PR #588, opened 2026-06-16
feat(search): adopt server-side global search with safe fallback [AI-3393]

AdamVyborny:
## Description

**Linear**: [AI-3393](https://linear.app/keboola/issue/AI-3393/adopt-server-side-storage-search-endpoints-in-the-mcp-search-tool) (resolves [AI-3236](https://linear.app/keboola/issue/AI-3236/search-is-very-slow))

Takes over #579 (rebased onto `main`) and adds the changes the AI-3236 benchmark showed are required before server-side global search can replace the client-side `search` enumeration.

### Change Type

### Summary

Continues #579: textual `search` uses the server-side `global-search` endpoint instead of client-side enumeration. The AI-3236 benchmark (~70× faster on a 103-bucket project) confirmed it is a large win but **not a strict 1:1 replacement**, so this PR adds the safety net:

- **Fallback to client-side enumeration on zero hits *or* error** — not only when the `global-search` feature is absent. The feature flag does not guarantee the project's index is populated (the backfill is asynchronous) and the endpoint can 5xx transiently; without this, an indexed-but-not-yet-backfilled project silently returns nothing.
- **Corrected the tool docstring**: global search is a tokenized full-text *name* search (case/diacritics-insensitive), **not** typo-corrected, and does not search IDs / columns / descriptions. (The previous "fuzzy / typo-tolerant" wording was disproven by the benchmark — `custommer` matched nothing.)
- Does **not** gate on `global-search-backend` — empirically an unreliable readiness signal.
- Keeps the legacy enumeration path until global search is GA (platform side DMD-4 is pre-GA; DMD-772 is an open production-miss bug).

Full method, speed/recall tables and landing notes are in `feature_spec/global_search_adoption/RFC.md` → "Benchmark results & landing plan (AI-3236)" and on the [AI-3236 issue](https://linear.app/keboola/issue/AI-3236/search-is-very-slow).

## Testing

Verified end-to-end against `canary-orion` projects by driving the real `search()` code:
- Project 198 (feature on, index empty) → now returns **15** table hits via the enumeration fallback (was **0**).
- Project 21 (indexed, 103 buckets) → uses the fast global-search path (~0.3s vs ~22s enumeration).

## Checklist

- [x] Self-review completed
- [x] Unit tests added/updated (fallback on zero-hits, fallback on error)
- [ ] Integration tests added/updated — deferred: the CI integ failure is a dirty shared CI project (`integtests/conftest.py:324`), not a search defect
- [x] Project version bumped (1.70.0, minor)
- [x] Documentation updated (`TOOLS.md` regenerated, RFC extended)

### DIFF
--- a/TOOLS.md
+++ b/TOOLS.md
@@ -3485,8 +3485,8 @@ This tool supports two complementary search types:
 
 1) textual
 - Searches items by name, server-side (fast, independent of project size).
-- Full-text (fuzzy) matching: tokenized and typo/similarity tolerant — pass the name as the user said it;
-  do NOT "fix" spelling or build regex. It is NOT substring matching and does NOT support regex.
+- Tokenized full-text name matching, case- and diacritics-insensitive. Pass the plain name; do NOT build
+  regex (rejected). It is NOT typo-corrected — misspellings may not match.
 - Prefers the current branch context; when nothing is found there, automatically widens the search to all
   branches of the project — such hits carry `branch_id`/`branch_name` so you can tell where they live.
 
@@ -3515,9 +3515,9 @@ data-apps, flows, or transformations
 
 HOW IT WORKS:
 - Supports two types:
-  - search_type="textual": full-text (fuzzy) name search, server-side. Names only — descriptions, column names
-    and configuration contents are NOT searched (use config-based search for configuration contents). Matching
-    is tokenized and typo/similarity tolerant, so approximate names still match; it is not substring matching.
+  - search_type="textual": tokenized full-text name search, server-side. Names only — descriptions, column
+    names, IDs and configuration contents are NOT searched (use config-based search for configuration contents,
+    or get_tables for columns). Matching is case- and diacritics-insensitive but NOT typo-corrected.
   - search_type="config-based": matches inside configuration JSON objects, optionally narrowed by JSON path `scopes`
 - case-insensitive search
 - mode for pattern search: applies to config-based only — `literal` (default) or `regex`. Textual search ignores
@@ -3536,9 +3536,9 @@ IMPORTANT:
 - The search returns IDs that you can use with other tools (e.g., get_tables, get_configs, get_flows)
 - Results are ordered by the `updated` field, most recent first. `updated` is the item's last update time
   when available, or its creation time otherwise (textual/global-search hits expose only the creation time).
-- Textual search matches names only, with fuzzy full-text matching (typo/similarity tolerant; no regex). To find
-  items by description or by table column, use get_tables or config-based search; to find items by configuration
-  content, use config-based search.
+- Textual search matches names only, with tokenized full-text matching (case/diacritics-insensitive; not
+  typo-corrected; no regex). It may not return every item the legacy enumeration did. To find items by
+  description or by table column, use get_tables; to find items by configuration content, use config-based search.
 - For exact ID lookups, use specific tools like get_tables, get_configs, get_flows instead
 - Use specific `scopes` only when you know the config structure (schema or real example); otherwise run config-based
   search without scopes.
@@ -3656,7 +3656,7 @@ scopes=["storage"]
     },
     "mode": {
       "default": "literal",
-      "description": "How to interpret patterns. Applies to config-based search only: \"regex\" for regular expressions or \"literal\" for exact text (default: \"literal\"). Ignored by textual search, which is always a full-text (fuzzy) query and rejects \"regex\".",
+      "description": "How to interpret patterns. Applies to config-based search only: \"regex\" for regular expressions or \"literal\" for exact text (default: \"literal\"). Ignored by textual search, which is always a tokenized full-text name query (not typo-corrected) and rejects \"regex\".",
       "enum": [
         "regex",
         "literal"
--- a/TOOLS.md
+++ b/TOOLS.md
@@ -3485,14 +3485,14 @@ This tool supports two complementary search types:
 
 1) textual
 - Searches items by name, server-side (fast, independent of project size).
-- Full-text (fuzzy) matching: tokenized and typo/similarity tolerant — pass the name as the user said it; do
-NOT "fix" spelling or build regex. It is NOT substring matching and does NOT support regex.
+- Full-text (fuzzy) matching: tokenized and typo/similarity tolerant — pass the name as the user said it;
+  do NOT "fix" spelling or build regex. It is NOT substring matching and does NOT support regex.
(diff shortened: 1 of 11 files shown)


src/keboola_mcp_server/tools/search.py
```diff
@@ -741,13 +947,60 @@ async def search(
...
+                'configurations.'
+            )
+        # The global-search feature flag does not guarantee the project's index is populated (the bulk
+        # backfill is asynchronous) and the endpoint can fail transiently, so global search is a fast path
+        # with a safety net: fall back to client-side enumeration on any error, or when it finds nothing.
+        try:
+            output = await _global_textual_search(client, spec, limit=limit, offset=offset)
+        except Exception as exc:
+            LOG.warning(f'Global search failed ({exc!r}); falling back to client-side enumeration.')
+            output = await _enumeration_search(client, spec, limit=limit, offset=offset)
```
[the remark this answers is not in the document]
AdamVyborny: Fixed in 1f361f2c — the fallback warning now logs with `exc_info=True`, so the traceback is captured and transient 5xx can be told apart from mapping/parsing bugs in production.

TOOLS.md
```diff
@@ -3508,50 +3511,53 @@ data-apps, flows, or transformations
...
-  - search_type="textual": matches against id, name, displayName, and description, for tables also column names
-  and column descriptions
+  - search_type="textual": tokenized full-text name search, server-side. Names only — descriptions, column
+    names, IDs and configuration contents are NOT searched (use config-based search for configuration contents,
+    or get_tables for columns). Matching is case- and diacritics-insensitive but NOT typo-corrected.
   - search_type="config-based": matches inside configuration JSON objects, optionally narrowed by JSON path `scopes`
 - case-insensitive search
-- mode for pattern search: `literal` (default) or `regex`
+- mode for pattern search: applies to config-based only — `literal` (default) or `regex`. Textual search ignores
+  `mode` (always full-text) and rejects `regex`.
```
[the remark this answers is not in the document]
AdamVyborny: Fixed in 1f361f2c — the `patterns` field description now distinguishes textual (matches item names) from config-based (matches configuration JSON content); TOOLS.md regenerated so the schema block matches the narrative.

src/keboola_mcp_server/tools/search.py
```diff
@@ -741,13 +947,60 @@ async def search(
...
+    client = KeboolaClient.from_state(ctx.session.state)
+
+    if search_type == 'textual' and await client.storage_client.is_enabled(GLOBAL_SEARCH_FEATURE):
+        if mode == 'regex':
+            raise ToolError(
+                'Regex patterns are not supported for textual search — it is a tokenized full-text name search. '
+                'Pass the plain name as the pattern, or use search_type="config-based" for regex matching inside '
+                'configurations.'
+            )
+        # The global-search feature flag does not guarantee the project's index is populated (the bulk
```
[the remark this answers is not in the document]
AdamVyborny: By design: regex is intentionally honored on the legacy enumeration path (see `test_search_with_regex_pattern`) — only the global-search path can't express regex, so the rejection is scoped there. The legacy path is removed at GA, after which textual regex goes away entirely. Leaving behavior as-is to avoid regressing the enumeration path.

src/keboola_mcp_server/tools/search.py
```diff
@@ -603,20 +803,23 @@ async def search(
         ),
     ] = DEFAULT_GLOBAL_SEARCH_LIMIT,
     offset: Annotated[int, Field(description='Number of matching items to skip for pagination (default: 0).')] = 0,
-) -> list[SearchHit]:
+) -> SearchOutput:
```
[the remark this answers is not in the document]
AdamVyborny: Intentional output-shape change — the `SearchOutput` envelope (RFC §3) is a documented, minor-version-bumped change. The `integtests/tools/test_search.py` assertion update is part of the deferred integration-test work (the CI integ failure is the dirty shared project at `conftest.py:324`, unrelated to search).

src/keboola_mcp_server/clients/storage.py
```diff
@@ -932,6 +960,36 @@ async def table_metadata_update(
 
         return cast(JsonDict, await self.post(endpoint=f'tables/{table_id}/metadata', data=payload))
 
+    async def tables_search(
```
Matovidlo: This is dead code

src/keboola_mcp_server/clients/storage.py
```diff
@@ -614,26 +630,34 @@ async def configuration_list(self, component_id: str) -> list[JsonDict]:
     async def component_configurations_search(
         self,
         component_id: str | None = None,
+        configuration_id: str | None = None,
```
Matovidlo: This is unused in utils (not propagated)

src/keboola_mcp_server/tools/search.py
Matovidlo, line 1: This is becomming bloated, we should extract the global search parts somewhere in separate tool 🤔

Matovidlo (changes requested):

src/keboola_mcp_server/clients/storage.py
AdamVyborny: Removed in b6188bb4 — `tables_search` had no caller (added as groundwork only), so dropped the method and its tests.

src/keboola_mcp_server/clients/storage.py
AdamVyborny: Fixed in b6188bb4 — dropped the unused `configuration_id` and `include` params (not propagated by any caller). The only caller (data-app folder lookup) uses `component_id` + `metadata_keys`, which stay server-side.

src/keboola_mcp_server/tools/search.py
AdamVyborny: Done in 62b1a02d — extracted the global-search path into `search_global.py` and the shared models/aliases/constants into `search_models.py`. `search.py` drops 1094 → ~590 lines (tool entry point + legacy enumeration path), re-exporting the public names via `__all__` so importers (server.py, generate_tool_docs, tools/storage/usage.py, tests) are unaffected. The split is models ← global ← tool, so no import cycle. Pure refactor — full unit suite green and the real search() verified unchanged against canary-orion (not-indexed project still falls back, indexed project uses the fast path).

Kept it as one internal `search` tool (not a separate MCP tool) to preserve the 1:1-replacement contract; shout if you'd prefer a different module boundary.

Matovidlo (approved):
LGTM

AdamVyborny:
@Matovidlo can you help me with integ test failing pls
════════════════
# [What to produce]
Look through the data above and return exactly the lines from the one that contains "- **Corrected the" to the one that contains "- Keeps the", inclusive, with nothing else.

# [Response area]
- **Corrected the tool docstring**: global search is a tokenized full-text *name* search (case/diacritics-insensitive), **not** typo-corrected, and does not search IDs / columns / descriptions. (The previous "fuzzy / typo-tolerant" wording was disproven by the benchmark — `custommer` matched nothing.)
- Does **not** gate on `global-search-backend` — empirically an unreliable readiness signal.
- Keeps the legacy enumeration path until global search is GA (platform side DMD-4 is pre-GA; DMD-772 is an open production-miss bug).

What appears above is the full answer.